• _TRY IT_:
Set down every entry again, exactly as it appears.

• _DATA SUPPLIED_:
- Opening Delimiter -
PR #2030, opened 2025-07-21
[16.0][IMP] product_pricelist_margin original vs final price

santostelmo:
With this development, when the user adds an item to the price list, the original price can be compared with the final price after the item has been applied.

Original price: The price of the product before applying this item.
Final price: The price of the product after applying this item.

### DIFF
--- a/product_pricelist_margin/models/product_pricelist_item.py
+++ b/product_pricelist_margin/models/product_pricelist_item.py
@@ -20,6 +20,14 @@ class ProductPricelistItem(models.Model):
         string="Margin (%)",
         compute="_compute_margin",
     )
+    original_price = fields.Float(
+        compute="_compute_margin",
+        help="Original price before applying this pricelist item.",
+    )
+    final_price = fields.Float(
+        compute="_compute_margin",
+        help="Final price after applying this pricelist item.",
+    )
 
     @api.depends(
         "compute_price",
@@ -43,6 +51,8 @@ class ProductPricelistItem(models.Model):
             ):
                 item.margin = 0
                 item.margin_percent = 0
+                item.original_price = 0
+                item.final_price = 0
                 continue
 
             price = item._compute_price(
@@ -55,6 +65,8 @@ class ProductPricelistItem(models.Model):
             if float_is_zero(price, precision_digits=item.currency_id.rounding):
                 item.margin = 0
                 item.margin_percent = 0
+                item.original_price = 0
+                item.final_price = 0
                 continue
 
             current_company = self.env.company
@@ -66,13 +78,19 @@ class ProductPricelistItem(models.Model):
                 item.currency_id,
                 product=item.product_tmpl_id,
             )
-
             price_vat_excl = res["total_excluded"]
 
             cost = self.env.user.company_id.currency_id.compute(
                 item.cost, item.currency_id
             )
-
+            pricelist = item.pricelist_id._origin or item.pricelist_id
+            item.original_price = pricelist._get_product_price(
+                item.product_tmpl_id,
+                item.min_quantity,
+                item.product_tmpl_id.uom_id,
+                fields.Datetime.now(),
+            )
+            item.final_price = price_vat_excl
             item.margin = price_vat_excl - cost
             item.margin_percent = float_round(
                 price_vat_excl and (item.margin / price_vat_excl) * 100,
--- a/product_pricelist_margin/views/product_pricelist_item_views.xml
+++ b/product_pricelist_margin/views/product_pricelist_item_views.xml
@@ -9,6 +9,8 @@
                 <field name="cost" invisible="1" />
                 <field name="margin" optional="show" />
                 <field name="margin_percent" optional="show" />
+                <field name="original_price" optional="hide" />
+                <field name="final_price" optional="hide" />
             </field>
         </field>
     </record>
@@ -41,6 +43,8 @@
                     <field name="cost" invisible="1" />
                     <field name="margin" />
                     <field name="margin_percent" />
+                    <field name="original_price" />
+                    <field name="final_price" />
                 </group>
             </xpath>
         </field>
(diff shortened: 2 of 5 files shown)


cyrilmanuel (approved):

wouitmil (approved):

leemannd:
Hello @OCA/product-maintainers , Do you have time to have a look at it and maybe merge it?

legalsylvain:
could you rebase ? I'd like to test on runboat.

product_pricelist_margin/views/product_pricelist_item_views.xml
```diff
@@ -41,6 +41,8 @@
                     <field name="cost" invisible="1" />
                     <field name="margin" />
                     <field name="margin_percent" />
+                    <field name="original_price" />
+                    <field name="final_price" />
```
legalsylvain, line 47: maybe should be added also in the tree view, with optional = show.

santostelmo: I added it on the view but with optional = hide to keep the fields that are currently shown in the tree view

santostelmo:
> could you rebase ? I'd like to test on runboat.

Rebase done

product_pricelist_margin/models/product_pricelist_item.py
```diff
@@ -66,13 +78,19 @@ def _compute_margin(self):
...
             )
-
+            pricelist = item.pricelist_id._origin or item.pricelist_id
+            item.original_price = pricelist._get_product_price(
+                item.product_tmpl_id,
+                item.min_quantity,
+                item.product_tmpl_id.uom_id,
+                fields.Datetime.now(),
+            )
+            item.final_price = price_vat_excl
```
legalsylvain, line 93: Hum. I guess this computation will be wrong if vat are included.

_get_product_price will return vat incl price. 
final_price will be vat excl.

legalsylvain (changes requested):

product_pricelist_margin/models/product_pricelist_item.py
santostelmo: @legalsylvain  `pricelist._get_product_price()` returns the price before taxes (VAT excluded). 
Pricelist prices are stored and computed without taxes. Taxes are applied separately afterward when creating sale order lines, invoices, etc.

In this case margin is always calculated based on tax excluded amounts.
Let me know if that sounds correct for you

cyrilmanuel: HI @legalsylvain,  can we have your input on this topic :)

legalsylvain: I'll do test. Thanks !

legalsylvain:
Hi. 
I don't get it. I made test, and the results are wrong. 

I create 2 identical products : 
- Cost : 50 $ vat excl 
- sale price 100 $ (= 83.33 + 16.67 of VAT).
- I configure one with a VAT included, and another, with VAT excluded.

Then I create a new pricelist, I create two pricelist item, with the two products, and I put a fixed price of 60 $.
The margin is so : 60 $ - 50 $ = 10 $ 

### Vat Excl

image

### Vat incl

image

### New pricelist


### Current Result 

the margin are different

image

### Expected result

Same product should have same margin.

Did I missed something ?

santostelmo:
> Hi. I don't get it. I made test, and the results are wrong.
> 
> I create 2 identical products :
> 
> * Cost : 50 $ vat excl
> * sale price 100 $ (= 83.33 + 16.67 of VAT).
> * I configure one with a VAT included, and another, with VAT excluded.
> 
> Then I create a new pricelist, I create two pricelist item, with the two products, and I put a fixed price of 60 $. The margin is so : 60 $ - 50 $ = 10 $
> 
> ### Vat Excl
> image
> ### Vat incl
> image
> ### New pricelist
> ### Current Result
> the margin are different
> 
> image
> ### Expected result
> Same product should have same margin.
> 
> Did I missed something ?

For me it looks correct. I think it's a matter of interpretation.
Using your use case:

Product (VAT excluded) => Sale net amount = 60
Margin = 60-50 = 10

Product (VAT included) => Sale net amount = 60-60*20%=48 
Margin = 48 - 50 = -2 (no margin)

legalsylvain:
Hi @santostelmo. Please take a look again. The value you used in your last message are not the same !
Regards.

Note : no, margin is not a matter of interpretation ;-)

santostelmo:
> Hi @santostelmo. Please take a look again. The value you used in your last message are not the same ! Regards.
> 
> Note : no, margin is not a matter of interpretation ;-)

I don't get why you say the values aren't the same? (We can make a quick to discuss the subject briefly 😉) 
On the VAT excluded product, we the net amount is 60 to calculate the margin.
On the VAT included product ,we deduct 20% VAT before calculate the margin. The net amount is 48
If the final margin is negative then we assume that there's no margin.

To double check with AI prompt:
> In odoo I have a Product A and Product B.
> - Product A configured with VAT excluded at 20%. On the pricelist the fixed price is 60.
> - Product B configured with VAT included at 20%. On the pricelist the fixed price is 60.
> - The cost of product A and product B is 50
> What is the margin of product A and product B ?

Answer:
> In Odoo, the Margin on a sales order line is calculated as the difference between the Tax-Excluded Sales Price and the Cost.
The key difference here lies in how Odoo treats the "Fixed Price" in the pricelist based on whether the tax is marked as "Included in Price" or not.
Calculation Breakdown
image

legalsylvain:
I'm sorry. I made a mistake in my review. It looks like the values are correct.

Thanks for the explanation.

/ocabot merge minor

santostelmo:
> I'm sorry. I made a mistake in my review. It looks like the values are correct.
> 
> Thanks for the explanation.
> 
> /ocabot merge minor

Thanks a lot for the time spent on testing that

cyrilmanuel (approved):

cyrilmanuel:
hi, @legalsylvain , @pedrobaeza  merge the fix with update template https://github.com/OCA/product-attribute/pull/2226 , i rebase the code, it shall be merge if you redo the command :) 

thanks for your help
- Closing Delimiter -
• _REPLY TO THE TASK_:
PR #2030, opened 2025-07-21
[16.0][IMP] product_pricelist_margin original vs final price

santostelmo:
With this development, when the user adds an item to the price list, the original price can be compared with the final price after the item has been applied.

Original price: The price of the product before applying this item.
Final price: The price of the product after applying this item.

### DIFF
--- a/product_pricelist_margin/models/product_pricelist_item.py
+++ b/product_pricelist_margin/models/product_pricelist_item.py
@@ -20,6 +20,14 @@ class ProductPricelistItem(models.Model):
         string="Margin (%)",
         compute="_compute_margin",
     )
+    original_price = fields.Float(
+        compute="_compute_margin",
+        help="Original price before applying this pricelist item.",
+    )
+    final_price = fields.Float(
+        compute="_compute_margin",
+        help="Final price after applying this pricelist item.",
+    )
 
     @api.depends(
         "compute_price",
@@ -43,6 +51,8 @@ class ProductPricelistItem(models.Model):
             ):
                 item.margin = 0
                 item.margin_percent = 0
+                item.original_price = 0
+                item.final_price = 0
                 continue
 
             price = item._compute_price(
@@ -55,6 +65,8 @@ class ProductPricelistItem(models.Model):
             if float_is_zero(price, precision_digits=item.currency_id.rounding):
                 item.margin = 0
                 item.margin_percent = 0
+                item.original_price = 0
+                item.final_price = 0
                 continue
 
             current_company = self.env.company
@@ -66,13 +78,19 @@ class ProductPricelistItem(models.Model):
                 item.currency_id,
                 product=item.product_tmpl_id,
             )
-
             price_vat_excl = res["total_excluded"]
 
             cost = self.env.user.company_id.currency_id.compute(
                 item.cost, item.currency_id
             )
-
+            pricelist = item.pricelist_id._origin or item.pricelist_id
+            item.original_price = pricelist._get_product_price(
+                item.product_tmpl_id,
+                item.min_quantity,
+                item.product_tmpl_id.uom_id,
+                fields.Datetime.now(),
+            )
+            item.final_price = price_vat_excl
             item.margin = price_vat_excl - cost
             item.margin_percent = float_round(
                 price_vat_excl and (item.margin / price_vat_excl) * 100,
--- a/product_pricelist_margin/views/product_pricelist_item_views.xml
+++ b/product_pricelist_margin/views/product_pricelist_item_views.xml
@@ -9,6 +9,8 @@
                 <field name="cost" invisible="1" />
                 <field name="margin" optional="show" />
                 <field name="margin_percent" optional="show" />
+                <field name="original_price" optional="hide" />
+                <field name="final_price" optional="hide" />
             </field>
         </field>
     </record>
@@ -41,6 +43,8 @@
                     <field name="cost" invisible="1" />
                     <field name="margin" />
                     <field name="margin_percent" />
+                    <field name="original_price" />
+                    <field name="final_price" />
                 </group>
             </xpath>
         </field>
(diff shortened: 2 of 5 files shown)


cyrilmanuel (approved):

wouitmil (approved):

leemannd:
Hello @OCA/product-maintainers , Do you have time to have a look at it and maybe merge it?

legalsylvain:
could you rebase ? I'd like to test on runboat.

product_pricelist_margin/views/product_pricelist_item_views.xml
```diff
@@ -41,6 +41,8 @@
                     <field name="cost" invisible="1" />
                     <field name="margin" />
                     <field name="margin_percent" />
+                    <field name="original_price" />
+                    <field name="final_price" />
```
legalsylvain, line 47: maybe should be added also in the tree view, with optional = show.

santostelmo: I added it on the view but with optional = hide to keep the fields that are currently shown in the tree view

santostelmo:
> could you rebase ? I'd like to test on runboat.

Rebase done

product_pricelist_margin/models/product_pricelist_item.py
```diff
@@ -66,13 +78,19 @@ def _compute_margin(self):
...
             )
-
+            pricelist = item.pricelist_id._origin or item.pricelist_id
+            item.original_price = pricelist._get_product_price(
+                item.product_tmpl_id,
+                item.min_quantity,
+                item.product_tmpl_id.uom_id,
+                fields.Datetime.now(),
+            )
+            item.final_price = price_vat_excl
```
legalsylvain, line 93: Hum. I guess this computation will be wrong if vat are included.

_get_product_price will return vat incl price. 
final_price will be vat excl.

legalsylvain (changes requested):

product_pricelist_margin/models/product_pricelist_item.py
santostelmo: @legalsylvain  `pricelist._get_product_price()` returns the price before taxes (VAT excluded). 
Pricelist prices are stored and computed without taxes. Taxes are applied separately afterward when creating sale order lines, invoices, etc.

In this case margin is always calculated based on tax excluded amounts.
Let me know if that sounds correct for you

cyrilmanuel: HI @legalsylvain,  can we have your input on this topic :)

legalsylvain: I'll do test. Thanks !

legalsylvain:
Hi. 
I don't get it. I made test, and the results are wrong. 

I create 2 identical products : 
- Cost : 50 $ vat excl 
- sale price 100 $ (= 83.33 + 16.67 of VAT).
- I configure one with a VAT included, and another, with VAT excluded.

Then I create a new pricelist, I create two pricelist item, with the two products, and I put a fixed price of 60 $.
The margin is so : 60 $ - 50 $ = 10 $ 

### Vat Excl

image

### Vat incl

image

### New pricelist


### Current Result 

the margin are different

image

### Expected result

Same product should have same margin.

Did I missed something ?

santostelmo:
> Hi. I don't get it. I made test, and the results are wrong.
> 
> I create 2 identical products :
> 
> * Cost : 50 $ vat excl
> * sale price 100 $ (= 83.33 + 16.67 of VAT).
> * I configure one with a VAT included, and another, with VAT excluded.
> 
> Then I create a new pricelist, I create two pricelist item, with the two products, and I put a fixed price of 60 $. The margin is so : 60 $ - 50 $ = 10 $
> 
> ### Vat Excl
> image
> ### Vat incl
> image
> ### New pricelist
> ### Current Result
> the margin are different
> 
> image
> ### Expected result
> Same product should have same margin.
> 
> Did I missed something ?

For me it looks correct. I think it's a matter of interpretation.
Using your use case:

Product (VAT excluded) => Sale net amount = 60
Margin = 60-50 = 10

Product (VAT included) => Sale net amount = 60-60*20%=48 
Margin = 48 - 50 = -2 (no margin)

legalsylvain:
Hi @santostelmo. Please take a look again. The value you used in your last message are not the same !
Regards.

Note : no, margin is not a matter of interpretation ;-)

santostelmo:
> Hi @santostelmo. Please take a look again. The value you used in your last message are not the same ! Regards.
> 
> Note : no, margin is not a matter of interpretation ;-)

I don't get why you say the values aren't the same? (We can make a quick to discuss the subject briefly 😉) 
On the VAT excluded product, we the net amount is 60 to calculate the margin.
On the VAT included product ,we deduct 20% VAT before calculate the margin. The net amount is 48
If the final margin is negative then we assume that there's no margin.

To double check with AI prompt:
> In odoo I have a Product A and Product B.
> - Product A configured with VAT excluded at 20%. On the pricelist the fixed price is 60.
> - Product B configured with VAT included at 20%. On the pricelist the fixed price is 60.
> - The cost of product A and product B is 50
> What is the margin of product A and product B ?

Answer:
> In Odoo, the Margin on a sales order line is calculated as the difference between the Tax-Excluded Sales Price and the Cost.
The key difference here lies in how Odoo treats the "Fixed Price" in the pricelist based on whether the tax is marked as "Included in Price" or not.
Calculation Breakdown
image

legalsylvain:
I'm sorry. I made a mistake in my review. It looks like the values are correct.

Thanks for the explanation.

/ocabot merge minor

santostelmo:
> I'm sorry. I made a mistake in my review. It looks like the values are correct.
> 
> Thanks for the explanation.
> 
> /ocabot merge minor

Thanks a lot for the time spent on testing that

cyrilmanuel (approved):

cyrilmanuel:
hi, @legalsylvain , @pedrobaeza  merge the fix with update template https://github.com/OCA/product-attribute/pull/2226 , i rebase the code, it shall be merge if you redo the command :) 

thanks for your help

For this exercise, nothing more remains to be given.